Output the data as it stands. Each line must match exactly.

******************************

PR #57, opened 2024-01-05
ci: add script to fetch git org name

tiagolobocastro:
This can be used by other repos to figure out the name of the org.

### DIFF
--- a/scripts/git-org-name.sh
+++ b/scripts/git-org-name.sh
@@ -1,0 +1,114 @@
+#!/usr/bin/env bash
+
+set -euo pipefail
+
+die() {
+  local _return="${2:-1}"
+  echo "$1" >&2
+  exit "${_return}"
+}
+
+# Returns the git orgname from a given git url (both https and git)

******************************

● **Exercise output**
PR #57, opened 2024-01-05
ci: add script to fetch git org name

tiagolobocastro:
This can be used by other repos to figure out the name of the org.

### DIFF
--- a/scripts/git-org-name.sh
+++ b/scripts/git-org-name.sh
@@ -1,0 +1,114 @@
+#!/usr/bin/env bash
+
+set -euo pipefail
+
+die() {
+  local _return="${2:-1}"
+  echo "$1" >&2
+  exit "${_return}"
+}
+
+# Returns the git orgname from a given git url (both https and git)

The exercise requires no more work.